Und er schlug den Weg zur Reeperbahn ein.
Während des Weges fiel ihm ein, dass er doch mit Mädchen zusammen gewesen war, mit der Liese, mit der Hilde, mit der Ilse. Aber irgendwie schien das nichts zu bedeuten, oder vielmehr etwas ganz anderes zu bedeuten. Er verstand es nicht recht, aber wenn er an die Mädchen dachte, musste er auch an die Handtaschen denken. Und das hatte doch wirklich nichts miteinander zu tun.
Auf der Reeperbahn waren die richtigen Lokale nicht. Sie sahen alle nach Fremdenfang und Nepp aus, oder sie schienen ihm zu umständlich. Und dann war es komisch, dass die Mädchen, die sich auf der Straße herumtrieben und ihn anquatschten, plötzlich auch nichts bedeuteten. Es war, als hätten auch hier seine nächtlichen Wege Hindernisse geschaffen. Er wurde wütend, wenn er angesprochen wurde. Hätte nicht mindestens er sie ansprechen müssen?
Schließlich saß er im ersten Stock eines Cafés auf der Großen Freiheit. Es war gerade die richtige Sorte Lokal, mit Nischen, in denen verhängte Lampen leuchteten, mit kleinen Mädchen, die nicht zu groß aufgemacht waren.
Er konnte ja jetzt gut mit ihnen schwatzen. Er erkundigte sich nach dem Geschäftsgang. Er fragte sie nach Stubben und Stenzen. Und dann sprachen sie über das schlechte Wetter, und ob sie heute Abend noch weitergehen wollten, ob sie überhaupt zusammenbleiben wollten. Und er entwarf ein Programm, mit Abendessen und Kino danach.

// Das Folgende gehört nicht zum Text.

PR #158, opened 2024-02-09
Adding Access Set logic to the formatter

MbolotSuse:
Related to rancher/rancher#39129. 

## Overview

This PR changes the formatter commonly used by many resources to use an accessSet lookup to determine if the user has update/remove on a given object. If they don't, the corresponding link is removed.

### DIFF
--- a/pkg/resources/common/formatter.go
+++ b/pkg/resources/common/formatter.go
@@ -1,6 +1,7 @@
 package common
 
 import (
+	"net/http"
 	"strings"
 
 	"github.com/rancher/apiserver/pkg/types"
@@ -12,7 +13,6 @@ import (
 	"github.com/rancher/steve/pkg/summarycache"
 	"github.com/rancher/wrangler/v2/pkg/data"
 	corecontrollers "github.com/rancher/wrangler/v2/pkg/generated/controllers/core/v1"
-	"github.com/rancher/wrangler/v2/pkg/slice"
 	"github.com/rancher/wrangler/v2/pkg/summary"
 	"k8s.io/apimachinery/pkg/api/meta"
 	metav1 "k8s.io/apimachinery/pkg/apis/meta/v1"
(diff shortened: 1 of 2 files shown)


pkg/resources/common/formatter.go
```diff
@@ -78,21 +78,35 @@ func formatter(summarycache *summarycache.SummaryCache) types.Formatter {
...
+		hasUpdate := accessSet.Grants("update", gvr.GroupResource(), resource.APIObject.Namespace(), resource.APIObject.Name())
+		hasDelete := accessSet.Grants("delete", gvr.GroupResource(), resource.APIObject.Namespace(), resource.APIObject.Name())
+
 		selfLink := selfLink(gvr, meta)
 
 		u := request.URLBuilder.RelativeToRoot(selfLink)
 		resource.Links["view"] = u
 
-		if _, ok := resource.Links["update"]; !ok && slice.ContainsString(resource.Schema.CollectionMethods, "PUT") {
-			resource.Links["update"] = u
```
JonCrowther, line 87: Previously we would set `resource.Links["update"] = u` when it `resource.Links["update"]` didn't exist. We're now assuming it should be explicitly set. While I do also prefer that style of only giving what is explicitly stated, is it possible that this may cause a regression? If a caller of the `DefaultTemplate` assumes the update portion will get filled in, after this change it won't. So in the UI example, maybe the "Edit" button is greyed out when it should be enabled.

MbolotSuse: I think that the underlying access control system would have set this value to something, so I'm not too concerned about the value not being there when it should be. 

That being said, I think you are right that this change could cause a regressions since `u` may (and I think is) different than what is previously set. I'll look at adding a new statement that overrides the update link in the case where we are allowed and not blocked. Good Catch.

MbolotSuse: I've made a change here to get this a bit closer to the old side. I think this still differs a bit from the old side (i.e. now if we know there's an update we add the link even if the underlying code never set it), but I think that this should do what we want. Please feel free to re-open if this doesn't fit with your thinking.

ericpromislow (changes requested):
After rebase, another call to `formatter()` will need to have the `AccessSet` arg, and this cascades up a couple of function calls.

ericpromislow:
Closing this ... please see https://github.com/rancher/steve/pull/308

PR #161, opened 2024-02-28
Resource schema improved cache

MbolotSuse:
## Overview

Followup to #139 and related to rancher/rancher#41301. This PR improves the caching mechanism used by the schema definitions endpoint to refresh once a CRD has been changed, rather than on request after a certain time period.

This also fixes a small bug in preferred versions - before, we selected the version that was preferred for a resource from the APIResourceList. We now source this information from the groups, like we do in other [areas of steve](https://github.com/rancher/steve/blob/641178e7cbc7edf18ff2c3dbc1f09ec863153d1a/pkg/schema/converter/discovery.go#L56).

## Solution Detail
- Adds a new `DebouncableRefresher` object and `Refreshable` interface. This allows a caller to queue multiple refreshes by repeated calls to "RefreshAfter" and only have the refresher run after the latest duration has elapsed.
- Adds a new "refreshHandler" which controls how often the schema definitions are refreshed. This triggers a refresh in 3 cases:
  - When a new CRD is added, mirroring what is currently done for [schemas](https://github.com/rancher/steve/blob/641178e7cbc7edf18ff2c3dbc1f09ec863153d1a/pkg/controllers/schema/schemas.go#L71).
  - When a new apiService is added, mirroring what is currently done for [schemas](https://github.com/rancher/steve/blob/641178e7cbc7edf18ff2c3dbc1f09ec863153d1a/pkg/controllers/schema/schemas.go#L70).
  - After a specified duration has passed (e.x. every 10 minutes).
- Wraps the schema definition handler in a `DebouncableRefresher`, and makes Refresh of the definitions exclusively handled by the refreshHandler. 
- Adds two new environment variables to allow for performance tuning on the refresh:
  - `CATTLE_CRD_REFRESH_DELAY_SECONDS` - the amount of time (in seconds) steve should wait after a CRD or API Service is created before attempting to refresh the schema definitions. Defaults to 2.
  - `CATTLE_BACKGROUND_REFRESH_MINUTES` - the amount of time (in minutes) steve should wait between force refreshes of the definitions (note that a force refresh is not delayed by the creation of a CRD/API Service, though it still does use the same debounce refresher when requesting a refresh). Defaults to 10.
- Changes the `indexSchemaNames` logic to derive preferredVersion from the group a resource belongs to. 
  - This no longer checks for a `ErrGroupDiscoveryFailed` - from what I saw in the source, this error seemed to be in cases where client-go could find information for a group but wasn't able to get information on resources in a group. Since we only need group information, this isn't necessary anymore. 
  - Since this doesn't return a partially-filled-in map anymore, some of the calling functions were changed to just bubble the error up.
- Tests were also added for the above.

### DIFF
--- a/pkg/debounce/refresher.go
+++ b/pkg/debounce/refresher.go
@@ -1,0 +1,51 @@
+package debounce
+
+import (
+	"context"
+	"sync"
+	"time"
+
+	"github.com/sirupsen/logrus"
+)
+
+// Refreshable represents an object which can be refreshed. This should be protected by a mutex for concurrent operation.
+type Refreshable interface {
+	Refresh() error
+}
+
+// DebounceableRefresher is used to debounce multiple attempts to refresh a refreshable type.
+type DebounceableRefresher struct {
+	sync.Mutex
+	// Refreshable is any type that can be refreshed. The refresh method should by protected by a mutex internally.
+	Refreshable Refreshable
+	current     context.CancelFunc
+}
+
+// RefreshAfter requests a refresh after a certain time has passed. Subsequent calls to this method will
+// delay the requested refresh by the new duration. Note that this is a total override of the previous calls - calling
+// RefreshAfter(time.Second * 2) and then immediately calling RefreshAfter(time.Microsecond * 1) will run a refresh
+// in one microsecond
+func (d *DebounceableRefresher) RefreshAfter(duration time.Duration) {
+	d.Lock()
+	defer d.Unlock()
+	ctx := context.Background()
+	ctx, cancel := context.WithCancel(ctx)
+	if d.current != nil {
+		d.current()
+	}
+	d.current = cancel
+	go func() {
+		timer := time.NewTimer(duration)
+		defer timer.Stop()
+		select {
+		case <-ctx.Done():
+			// this indicates that the context was cancelled. Do nothing.
+		case <-timer.C:
+			// note this can cause multiple refreshes to happen concurrently
+			err := d.Refreshable.Refresh()
+			if err != nil {
+				logrus.Errorf("failed to refresh with error: %v", err)
+			}
+		}
+	}()
+}
--- a/pkg/debounce/refresher_test.go
+++ b/pkg/debounce/refresher_test.go
@@ -1,0 +1,47 @@
+package debounce
+
+import (
+	"fmt"
+	"sync/atomic"
+	"testing"
+	"time"
+
+	"github.com/stretchr/testify/require"
+)
+
+type refreshable struct {
+	wasRefreshed atomic.Bool
+	retErr       error
+}
+
+func (r *refreshable) Refresh() error {
+	r.wasRefreshed.Store(true)
+	return r.retErr
+}
+
+func TestRefreshAfter(t *testing.T) {
+	ref := refreshable{}
+	debounce := DebounceableRefresher{
+		Refreshable: &ref,
+	}
+	debounce.RefreshAfter(time.Millisecond * 2)
+	debounce.RefreshAfter(time.Microsecond * 2)
+	time.Sleep(time.Millisecond * 1)
+	// test that the second refresh call overrode the first - Micro < Milli so this should have ran
+	require.True(t, ref.wasRefreshed.Load())
+	ref.wasRefreshed.Store(false)
+	time.Sleep(time.Millisecond * 2)
+	// test that the call was debounced - though we called this twice only one refresh should be called
+	require.False(t, ref.wasRefreshed.Load())
+
+	ref = refreshable{
+		retErr: fmt.Errorf("Some error"),
+	}
+	debounce = DebounceableRefresher{
+		Refreshable: &ref,
+	}
+	debounce.RefreshAfter(time.Microsecond * 2)
+	// test the error case
+	time.Sleep(time.Millisecond * 1)
+	require.True(t, ref.wasRefreshed.Load())
+}
--- a/pkg/schema/definitions/handler.go
+++ b/pkg/schema/definitions/handler.go
@@ -1,7 +1,6 @@
 package definitions
 
 import (
-	"errors"
 	"fmt"
 	"net/http"
 	"sync"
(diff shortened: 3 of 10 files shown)


pkg/schema/definitions/handler.go
```diff
@@ -46,24 +38,40 @@ type schemaDefinitionHandler struct {
 	schemaToModel map[string]string
 }
 
+// Refresh writeLocks and updates the cache with new schemaDefinitions. Will result in a call to kubernetes to retrieve
+// the openAPI schemas.
+func (s *SchemaDefinitionHandler) Refresh() error {
+	s.Lock()
+	defer s.Unlock()
```
moio, line 45: IIUC this locks readers for the whole duration of the OpenAPI schema refresh.

Could we lock later, ideally only when all OpenAPI calls and network I/O are finished, so that most of the refresh won't block?

pkg/debounce/refresher.go
```diff
@@ -0,0 +1,51 @@
...
+	d.current = cancel
+	go func() {
+		timer := time.NewTimer(duration)
+		defer timer.Stop()
+		select {
+		case <-ctx.Done():
+			// this indicates that the context was cancelled. Do nothing.
+		case <-timer.C:
+			// note this can cause multiple refreshes to happen concurrently
+			err := d.Refreshable.Refresh()
```
moio, line 45: Would it help to pass `ctx` into `Refresh`, so that it's notified if it's being canceled?

Maybe this is something for a future PR, not sure if it will be needed.

pkg/schema/definitions/refresh.go
```diff
@@ -0,0 +1,48 @@
...
+import (
+	"context"
+	"time"
+
+	"github.com/rancher/steve/pkg/debounce"
+	apiextv1 "k8s.io/apiextensions-apiserver/pkg/apis/apiextensions/v1"
+	apiregv1 "k8s.io/kube-aggregator/pkg/apis/apiregistration/v1"
+)
+
+// refreshHandler triggers refreshes for a DebounceAble refresher after a CRD/APIService has been changed
```
moio, line 12:
```suggestion
// refreshHandler triggers refreshes for a Debounceable refresher after a CRD/APIService has been changed
```

moio (commented):
A couple of questions and a couple of nitpicks. Overall great work that goes in the right direction, thanks!

pkg/schema/definitions/handler.go
MbolotSuse: I think that you are correct. In the previous implementation I think this had value since the refresh was initiated by the refresh, so the change you are talking about could have resulted in multiple calls to the openapi endpoints on the k8s side. 

However, since the refresh is no longer user-initiated I think the approach that you are talking about will work much better. I'll swap this around.

pkg/debounce/refresher.go
MbolotSuse: I think in this case there's limited value here since the Refresh function that we are actually calling doesn't consume/use a context. I think this would be an enhancement for a future PR if/when we come up with a refresh function that uses a context. 

WDYT?

pkg/debounce/refresher_test.go
```diff
@@ -0,0 +1,44 @@
...
+	wasRefreshed atomic.Bool
+	retErr       error
+}
+
+func (r *refreshable) Refresh() error {
+	r.wasRefreshed.Store(true)
+	return r.retErr
+}
+
+func TestRefreshAfter(t *testing.T) {
```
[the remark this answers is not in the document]
MbolotSuse: Ordinarily I would be opposed to this, but agree that it would be valuable here since there's no table.

pkg/debounce/refresher.go
moio: I am completely OK treating this as a future enhancement as well

pkg/debounce/refresher.go
```diff
@@ -0,0 +1,51 @@
...
+// delay the requested refresh by the new duration. Note that this is a total override of the previous calls - calling
+// RefreshAfter(time.Second * 2) and then immediately calling RefreshAfter(time.Microsecond * 1) will run a refresh
+// in one microsecond
+func (d *DebouncableRefresher) RefreshAfter(duration time.Duration) {
+	d.Lock()
+	defer d.Unlock()
+	ctx := context.Background()
+	ctx, cancel := context.WithCancel(ctx)
+	if d.current != nil {
+		d.current()
```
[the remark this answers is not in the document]
MbolotSuse: I thought about this a bit. My thinking is:
- The cancel doesn't affect anything else, but it is closing the previously opened channel, which is not closed when the ticker calls the refresh.
- Trying to nil out the previous value runs the risk of improperly closing resources (causing scaling issues) or accidentally causing a nil pointer.

Due to the above, I think that the current functionality is working as intended. If you disagree, let me know, I can look at it further.

pkg/debounce/refresher_test.go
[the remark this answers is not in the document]
MbolotSuse: I've added some comments, please re-open if this isn't enough.

pkg/debounce/refresher.go
```diff
@@ -0,0 +1,51 @@
...
+	"github.com/sirupsen/logrus"
+)
+
+// Refreshable represents an object which can be refreshed. This should be protected by a mutex for concurrent operation.
+type Refreshable interface {
+	Refresh() error
+}
+
+// DebouncableRefresher is used to debounce multiple attempts to refresh a refreshable type.
+type DebouncableRefresher struct {
```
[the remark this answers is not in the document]
MbolotSuse: I've made this change. I think I got all of the references and comments, LMK if you see one that I missed.

pkg/schema/definitions/handler.go
MbolotSuse: Change made. This also allowed me to clean up some areas around the function calls/interfaces - please let me know if you see anything else here.

JonCrowther (approved):

moio (approved):
LGTM

PR #134, opened 2018-11-07
Switched to log4rs for logging

echupriyanov:
* logging is configured by `stegos-log4rs.toml` file in current directory
* path to logging configuration file can be changed in main config file in [general] section
* if configuration file is bad or missing, default logging setup if configured in `initialize_logger` function


rtsisyk:
will review today.

config/src/types.rs
```diff
@@ -36,13 +36,32 @@ use rand::{thread_rng, Rng};
 pub struct Config {
     /// Network configuration.
     pub network: ConfigNetwork,
+    /// General settings
```
rtsisyk: should be before Network

src/stegos.rs
```diff
@@ -75,14 +78,30 @@ fn load_configuration(args: &ArgMatches) -> Result<Config, Box<Error>> {
...
+            let config = LogConfig::builder()
+                .appender(Appender::builder().build("stdout", Box::new(stdout)))
+                .logger(Logger::builder().build("stegos_network", LevelFilter::Debug))
+                .build(Root::builder().appender("stdout").build(LevelFilter::Info))
+                .expect("console logger should never fail");
+            log4rs::init_config(config)?
+        }
+    };
+
+    Ok(handle)
```
rtsisyk: Don't return this handle if it is never need.

rtsisyk:
There is another problem which need to be solved: `cargo test` doesn't display `log` output.

PR #139, opened 2018-11-08
Implement KeyBlocks

### LINKED ISSUE #124: Implement KeyBlocks
Stegos blockchain is able to accommodate multiple kinds of blocks. The kind of the block is defined by the Block Type ID slot in the block header. In this paper we define two types of blocks: 0(KeyBlock) and 1(M onetaryBlock). Monetary blocks, the blocks that carry all cryptocurrency transactions data and coins, will be described in details in Section VII-B. We will be referring to them simply as blocks throughout this paper. 

The purpose of Key blocks is to deliver the administrative information to blockchain participants. Any node, searching through key blocks, can see who is current or past epoch leader, who are witnesses (validators) for the current or past epoch. Nodes wishing to submit a transaction should consult with the latest key block to find who is the current pooled transactions facilitator.

rtsisyk:
Closes #124


dbmcclain:
just did a cargo clean and total rebuild. now the errors are gone. so approved.

PR #140, opened 2018-11-09
Rework UTXO

rtsisyk:
- Implement public key cloaking
- Remove computed hash value from Output
- Minor refactoring

See  #41


rtsisyk:
@dbmcclain please validate key cloaking: 

- https://github.com/stegos/stegos/blob/8d63cabc8c6a06db284ba5c772253a021025a54e/crypto/src/curve1174/cpt.rs#L146-L150
- https://github.com/stegos/stegos/blob/8d63cabc8c6a06db284ba5c772253a021025a54e/blockchain/src/output.rs#L80-L97

dbmcclain:
I don't think an application specific function belongs in a general purpose provider library. Your key cloaking should not reside in crypto/curve1174/cpt.rs. Key cloaking is a specific way of dealing with information to be published in a UTXO. So the cloaking code belongs there.

dbmcclain:
Furthermore... something you should become aware of, but you can't be blamed for not knowing it yet...

Public keys, presented in Pt compressed format, have the possibility of being completely invalid keys. The point may have been mangled on transmission, or might be junk inserted by attackers. So when expanding a compressed point in Pt form to ECp full form, it is possible that the point is not even on the curve, or belongs to a special small subgroup favored by attackers. The conversion from Pt to ECp can fail. And so it is not reasonable to use expect() because that could actually happen to a running system and we should be prepared to deal with it without killing the running program.

dbmcclain:
but otherwise, it looks good. You did the correct thing, using deterministic randomness, and I like the way you mix in a little bit of confusion with the timestamp.

rtsisyk:
> I don't think an application specific function belongs in a general purpose provider library. Your key cloaking should not reside in crypto/curve1174/cpt.rs. Key cloaking is a specific way of dealing with information to be published in a UTXO. So the cloaking code belongs there.

I agree. For this reason I split this logic into two parts:

curve1174::cpt:
```
   pub fn cloak(&self, delta: Fr) -> Self {
        let pt = Pt::decompress(self.0).expect("PublicKey is valid");
        PublicKey(ECp::compress(pt + delta * (*super::G)))
    } 
```

Application: actual logic with synthetic_random.

If you wish I can move `pub fn cloak(&self, delta: Fr) -> Self` into application, but it will also leak all Pt/ECp abstractions into application.

> Public keys, presented in Pt compressed format, have the possibility of being completely invalid keys. 

OK, I will throw CurveError in this case.

dbmcclain:
I don't see a problem with broad knowledge of ECp structure. That represents a full (X,Y) ECC point. Pt merely represents the convenient compressed form of a point. But Pt cannot be used for arithmetic on the curve, only ECp can be used for that.

dbmcclain:
I guess the "problem" with knowledge of ECp is its internal structure. Nobody should mess with that, treating ECp as an immutable opaque type. But if I make mod private, then all the other modules in curve1174 will break. So we must use gentlemen's agreement to see ECp as opaque. (or maybe there is a better way in Rust?)

rtsisyk:
> I guess the "problem" with knowledge of ECp is its internal structure. Nobody should mess with that, treating ECp as an immutable opaque type. But if I make mod private, then all the other modules in curve1174 will break. So we must use gentlemen's agreement to see ECp as opaque. (or maybe there is a better way in Rust?)

Try `pub(crate)` syntax.

According to a note about invalid PublicKeys. I think it would be better to validate all public keys on input, i.e. inside PublicKey::from_str(), PublicKey::from_vector() and so on. In this case are PublicKey instances will be valid.

> I don't see a problem with broad knowledge of ECp structure. That represents a full (X,Y) ECC point. Pt merely represents the convenient compressed form of a point. But Pt cannot be used for arithmetic on the curve, only ECp can be used for that.

I can move PublicKey::clock() into application if you wish.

Dazwischen tranken sie viele Liköre, und das Mädchen taute auf und küsste ihn ab, was gar nicht angenehm war, und sie rief mit heller, alberner Stimme: »Ach, bist du süß! Nein, bist du komisch!«
Er redete und sprach und gab an und erzählte Witzchen und lachte, aber dazwischen dachte er immer wieder, wie dumm und langweilig doch alles war und wie seine nächtlichen Gänge zehnmal schöner seien, und dass er sie nicht wollte und dass er keine wollte. Einmal stand er dazwischen auf und ging an seinen Mantel. Er nahm die Zigaretten heraus, die noch darin waren, auch das Taschentuch, auch die Schlüssel. Und nun hing der schwarze Paletot leer an seinem Garderobenständer.
Kurze Zeit darauf wollte das Mädchen für einen Augenblick raus, und er fing einen neckischen Streit mit ihr an, ob sie auch wiederkäme. Er tat so, als traue er ihrer Treue nicht ganz, als glaube er, sie wolle sich nun verdrücken, nachdem er zehn oder zwölf Liköre ausgegeben hatte. Und er erreichte schließlich, dass sie ihm lachend ihre Tasche als Pfand daließ. »Reich wirst du aber nicht damit!«
Er hatte beim Heraufgehen gesehen, die Toiletten lagen auf der halben Treppe. Und kaum war sie aus dem Lokal, so stand auch er auf (die Handtasche hatte er unter das Jackett geschoben), sagte zu dem Ober: »Sehen Sie ein bisschen auf meinen Mantel«, und stieg die Treppe hinunter.
Aber er ging an den Toiletten vorbei, rasch auf die Straße, drängte sich eilig das kurze Stück bis zur Reichenstraße durch, nahm ein Auto und fuhr nach Haus.
Mochten die sich an Mantel und Hut des Handtaschenräubers freuen. Mochten die noch eine Beschreibung von ihm bekommen! Entweder war er Ende dieser Woche aus Hamburg fort, oder es war doch alles vorbei.